- **YOUR OBJECTIVE**:
Exactly as written, transcribe each line of the listing.

- **DATA**:

PR #15232, opened 2021-08-17
Move network instance to Context

ZehMatt:
This PR also introduces a System model that other classes can use, more refactor work is needed to get this right but this will also help eliminate global variables since all systems will always have a reference to IContext and IContext always has the full game state.

### DIFF
--- a/src/openrct2/Context.cpp
+++ b/src/openrct2/Context.cpp
@@ -654,12 +654,12 @@ namespace OpenRCT2
                 bool sendMap = false;
                 if (info.Type == FILE_TYPE::SAVED_GAME)
                 {
-                    if (network_get_mode() == NETWORK_MODE_CLIENT)
+                    if (_network.GetMode() == NETWORK_MODE_CLIENT)
                     {
-                        network_close();
+                        _network.Close();
                     }
                     game_load_init();
-                    if (network_get_mode() == NETWORK_MODE_SERVER)
+                    if (_network.GetMode() == NETWORK_MODE_SERVER)
                     {
                         sendMap = true;
                     }
@@ -667,13 +667,13 @@ namespace OpenRCT2
                 else
                 {
                     scenario_begin();
-                    if (network_get_mode() == NETWORK_MODE_SERVER)
+                    if (_network.GetMode() == NETWORK_MODE_SERVER)
                     {
                         sendMap = true;
                     }
-                    if (network_get_mode() == NETWORK_MODE_CLIENT)
+                    if (_network.GetMode() == NETWORK_MODE_CLIENT)
                     {
-                        network_close();
+                        _network.Close();
                     }
                 }
                 // This ensures that the newly loaded save reflects the user's
@@ -681,10 +681,10 @@ namespace OpenRCT2
                 peep_update_names(gConfigGeneral.show_real_names_of_guests);
                 if (sendMap)
                 {
-                    network_send_map();
+                    _network.Server_Send_MAP();
                 }
 #ifdef USE_BREAKPAD
-                if (network_get_mode() == NETWORK_MODE_NONE)
+                if (_network.GetMode() == NETWORK_MODE_NONE)
                 {
                     start_silent_record();
                 }
@@ -884,13 +884,13 @@ namespace OpenRCT2
 
                         if (String::IsNullOrEmpty(gCustomPassword))
                         {
-                            network_set_password(gConfigNetwork.default_password.c_str());
+                            _network.SetPassword(gConfigNetwork.default_password.c_str());
                         }
                         else
                         {
-                            network_set_password(gCustomPassword);
+                            _network.SetPassword(gCustomPassword);
                         }
-                        network_begin_server(gNetworkStartPort, gNetworkStartAddress);
+                        _network.BeginServer(gNetworkStartPort, gNetworkStartAddress);
                     }
                     else
 #endif // DISABLE_NETWORK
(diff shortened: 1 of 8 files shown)


src/openrct2/Context.h
```diff
@@ -1,4 +1,4 @@
-﻿/*****************************************************************************
+/*****************************************************************************
```
Gymnasiast, line 1: BOM?

Broxzier: Yup, BOM has been removed here.

src/openrct2/Context.cpp
```diff
@@ -108,6 +109,9 @@ namespace OpenRCT2
 #ifdef ENABLE_SCRIPTING
         ScriptEngine _scriptEngine;
 #endif
+#ifndef DISABLE_NETWORK
+        NetworkBase _network;
+#endif
```
duncanspumpkin, line 114: Can't we just have some null network so this isn't required

ZehMatt: Its on my list for sure, I never got quite to the point of splitting up the three classes and adding a dummy.

src/openrct2/Context.cpp
```diff
@@ -164,7 +171,7 @@ namespace OpenRCT2
             //       If objects use GetContext() in their destructor things won't go well.
 
             GameActions::ClearQueue();
-            network_close();
+            _network.Close();
```
tupaschoal, line 175: I don't understand how this change is  tied to `https://github.com/OpenRCT2/OpenRCT2/pull/15232/commits/40313b1ea3182adbb4586e9c8ca13032a19a0350`

src/openrct2/network/NetworkBase.h
```diff
@@ -12,10 +12,17 @@
...
 #ifndef DISABLE_NETWORK
 
+namespace OpenRCT2
+{
+    struct IContext;
+}
+
 class NetworkBase
 {
+    OpenRCT2::IContext& _context;
```
tupaschoal: On https://github.com/OpenRCT2/OpenRCT2/pull/15232/commits/40313b1ea3182adbb4586e9c8ca13032a19a0350 shouldn't this be down there along with the other variable declarations?

src/openrct2/Context.cpp
```diff
@@ -654,37 +654,37 @@ namespace OpenRCT2
...
+                        _network.Close();
                     }
                 }
                 // This ensures that the newly loaded save reflects the user's
                 // 'show real names of guests' option, now that it's a global setting
                 peep_update_names(gConfigGeneral.show_real_names_of_guests);
                 if (sendMap)
                 {
-                    network_send_map();
+                    _network.Server_Send_MAP();
```
tupaschoal, line 695: PS: Something's off with whatever the naming standard was for this `Server_Send_MAP` :P

src/openrct2/System.hpp
```diff
@@ -0,0 +1,60 @@
...
+
+        // Called after a tick.
+        virtual void PostTick()
+        {
+        }
+
+        // Called every frame.
+        virtual void Update()
+        {
+        }
```
tupaschoal, line 47: (On `https://github.com/OpenRCT2/OpenRCT2/pull/15232/commits/1cfc933a59f37355ed8f5f614daf7e9429cb65b7`)

Does it make sense for those to have empty implementations or should they be abstract?

src/openrct2/network/NetworkBase.cpp
```diff
@@ -1270,14 +1270,14 @@ void NetworkBase::Server_Send_OBJECTS_LIST(
     }
 }
 
-void NetworkBase::Server_Send_SCRIPTS(NetworkConnection& connection) const
+void NetworkBase::Server_Send_SCRIPTS(NetworkConnection& connection)
```
tupaschoal, line 1273: (On https://github.com/OpenRCT2/OpenRCT2/pull/15232/commits/b3bb2f5d80765bf383fd60d5bd5b2c79fd0dcbba)
Why was the constness droppped?

Maybe because it isn't called the `const` `GetContext()`?

src/openrct2/network/NetworkBase.h
```diff
@@ -32,7 +31,8 @@ class NetworkBase
     bool Init();
     void Close();
     uint32_t GetServerTick();
-    void Update();
+    // FIXME: This is currently the wrong function to override in System, will be refactored later.
```
tupaschoal, line 34: (On https://github.com/OpenRCT2/OpenRCT2/pull/15232/commits/b3bb2f5d80765bf383fd60d5bd5b2c79fd0dcbba)

Will this be fixed still in this PR or later? If later, it would help to detail why it's the wrong function

src/openrct2/Context.cpp
tupaschoal: Dummy would be great for not having all those guards, indeed :)

src/openrct2/System.hpp
ZehMatt: Not all systems will need all of those events  thats why they are empty, this is future stuff.

src/openrct2/network/NetworkBase.cpp
ZehMatt: Yeah I had issues getting this to const so I had to drop it for now, not happy about it but the other way would be much worse.

src/openrct2/network/NetworkBase.h
ZehMatt: Needs to be fixed later, the naming is inconsistent when it comes to Update/Tick. Update will be called every frame where Tick is fixed at 40hz. Thats why its wrong right now, its not an actual Update.

src/openrct2/network/NetworkBase.h
ZehMatt: This was there temporarily until I had the system base.

Gymnasiast (approved):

- **EXERCISE SOLUTION**:
PR #15232, opened 2021-08-17
Move network instance to Context

ZehMatt:
This PR also introduces a System model that other classes can use, more refactor work is needed to get this right but this will also help eliminate global variables since all systems will always have a reference to IContext and IContext always has the full game state.

### DIFF
--- a/src/openrct2/Context.cpp
+++ b/src/openrct2/Context.cpp
@@ -654,12 +654,12 @@ namespace OpenRCT2
                 bool sendMap = false;
                 if (info.Type == FILE_TYPE::SAVED_GAME)
                 {
-                    if (network_get_mode() == NETWORK_MODE_CLIENT)
+                    if (_network.GetMode() == NETWORK_MODE_CLIENT)
                     {
-                        network_close();
+                        _network.Close();
                     }
                     game_load_init();
-                    if (network_get_mode() == NETWORK_MODE_SERVER)
+                    if (_network.GetMode() == NETWORK_MODE_SERVER)
                     {
                         sendMap = true;
                     }
@@ -667,13 +667,13 @@ namespace OpenRCT2
                 else
                 {
                     scenario_begin();
-                    if (network_get_mode() == NETWORK_MODE_SERVER)
+                    if (_network.GetMode() == NETWORK_MODE_SERVER)
                     {
                         sendMap = true;
                     }
-                    if (network_get_mode() == NETWORK_MODE_CLIENT)
+                    if (_network.GetMode() == NETWORK_MODE_CLIENT)
                     {
-                        network_close();
+                        _network.Close();
                     }
                 }
                 // This ensures that the newly loaded save reflects the user's
@@ -681,10 +681,10 @@ namespace OpenRCT2
                 peep_update_names(gConfigGeneral.show_real_names_of_guests);
                 if (sendMap)
                 {
-                    network_send_map();
+                    _network.Server_Send_MAP();
                 }
 #ifdef USE_BREAKPAD
-                if (network_get_mode() == NETWORK_MODE_NONE)
+                if (_network.GetMode() == NETWORK_MODE_NONE)
                 {
                     start_silent_record();
                 }
@@ -884,13 +884,13 @@ namespace OpenRCT2
 
                         if (String::IsNullOrEmpty(gCustomPassword))
                         {
-                            network_set_password(gConfigNetwork.default_password.c_str());
+                            _network.SetPassword(gConfigNetwork.default_password.c_str());
                         }
                         else
                         {
-                            network_set_password(gCustomPassword);
+                            _network.SetPassword(gCustomPassword);
                         }
-                        network_begin_server(gNetworkStartPort, gNetworkStartAddress);
+                        _network.BeginServer(gNetworkStartPort, gNetworkStartAddress);
                     }
                     else
 #endif // DISABLE_NETWORK
(diff shortened: 1 of 8 files shown)


src/openrct2/Context.h
```diff
@@ -1,4 +1,4 @@
-﻿/*****************************************************************************
+/*****************************************************************************
```
Gymnasiast, line 1: BOM?

Broxzier: Yup, BOM has been removed here.

src/openrct2/Context.cpp
```diff
@@ -108,6 +109,9 @@ namespace OpenRCT2
 #ifdef ENABLE_SCRIPTING
         ScriptEngine _scriptEngine;
 #endif
+#ifndef DISABLE_NETWORK
+        NetworkBase _network;
+#endif
```
duncanspumpkin, line 114: Can't we just have some null network so this isn't required

ZehMatt: Its on my list for sure, I never got quite to the point of splitting up the three classes and adding a dummy.

src/openrct2/Context.cpp
```diff
@@ -164,7 +171,7 @@ namespace OpenRCT2
             //       If objects use GetContext() in their destructor things won't go well.
 
             GameActions::ClearQueue();
-            network_close();
+            _network.Close();
```
tupaschoal, line 175: I don't understand how this change is  tied to `https://github.com/OpenRCT2/OpenRCT2/pull/15232/commits/40313b1ea3182adbb4586e9c8ca13032a19a0350`

src/openrct2/network/NetworkBase.h
```diff
@@ -12,10 +12,17 @@
...
 #ifndef DISABLE_NETWORK
 
+namespace OpenRCT2
+{
+    struct IContext;
+}
+
 class NetworkBase
 {
+    OpenRCT2::IContext& _context;
```
tupaschoal: On https://github.com/OpenRCT2/OpenRCT2/pull/15232/commits/40313b1ea3182adbb4586e9c8ca13032a19a0350 shouldn't this be down there along with the other variable declarations?

src/openrct2/Context.cpp
```diff
@@ -654,37 +654,37 @@ namespace OpenRCT2
...
+                        _network.Close();
                     }
                 }
                 // This ensures that the newly loaded save reflects the user's
                 // 'show real names of guests' option, now that it's a global setting
                 peep_update_names(gConfigGeneral.show_real_names_of_guests);
                 if (sendMap)
                 {
-                    network_send_map();
+                    _network.Server_Send_MAP();
```
tupaschoal, line 695: PS: Something's off with whatever the naming standard was for this `Server_Send_MAP` :P

src/openrct2/System.hpp
```diff
@@ -0,0 +1,60 @@
...
+
+        // Called after a tick.
+        virtual void PostTick()
+        {
+        }
+
+        // Called every frame.
+        virtual void Update()
+        {
+        }
```
tupaschoal, line 47: (On `https://github.com/OpenRCT2/OpenRCT2/pull/15232/commits/1cfc933a59f37355ed8f5f614daf7e9429cb65b7`)

Does it make sense for those to have empty implementations or should they be abstract?

src/openrct2/network/NetworkBase.cpp
```diff
@@ -1270,14 +1270,14 @@ void NetworkBase::Server_Send_OBJECTS_LIST(
     }
 }
 
-void NetworkBase::Server_Send_SCRIPTS(NetworkConnection& connection) const
+void NetworkBase::Server_Send_SCRIPTS(NetworkConnection& connection)
```
tupaschoal, line 1273: (On https://github.com/OpenRCT2/OpenRCT2/pull/15232/commits/b3bb2f5d80765bf383fd60d5bd5b2c79fd0dcbba)
Why was the constness droppped?

Maybe because it isn't called the `const` `GetContext()`?

src/openrct2/network/NetworkBase.h
```diff
@@ -32,7 +31,8 @@ class NetworkBase
     bool Init();
     void Close();
     uint32_t GetServerTick();
-    void Update();
+    // FIXME: This is currently the wrong function to override in System, will be refactored later.
```
tupaschoal, line 34: (On https://github.com/OpenRCT2/OpenRCT2/pull/15232/commits/b3bb2f5d80765bf383fd60d5bd5b2c79fd0dcbba)

Will this be fixed still in this PR or later? If later, it would help to detail why it's the wrong function

src/openrct2/Context.cpp
tupaschoal: Dummy would be great for not having all those guards, indeed :)

src/openrct2/System.hpp
ZehMatt: Not all systems will need all of those events  thats why they are empty, this is future stuff.

src/openrct2/network/NetworkBase.cpp
ZehMatt: Yeah I had issues getting this to const so I had to drop it for now, not happy about it but the other way would be much worse.

src/openrct2/network/NetworkBase.h
ZehMatt: Needs to be fixed later, the naming is inconsistent when it comes to Update/Tick. Update will be called every frame where Tick is fixed at 40hz. Thats why its wrong right now, its not an actual Update.

src/openrct2/network/NetworkBase.h
ZehMatt: This was there temporarily until I had the system base.

Gymnasiast (approved):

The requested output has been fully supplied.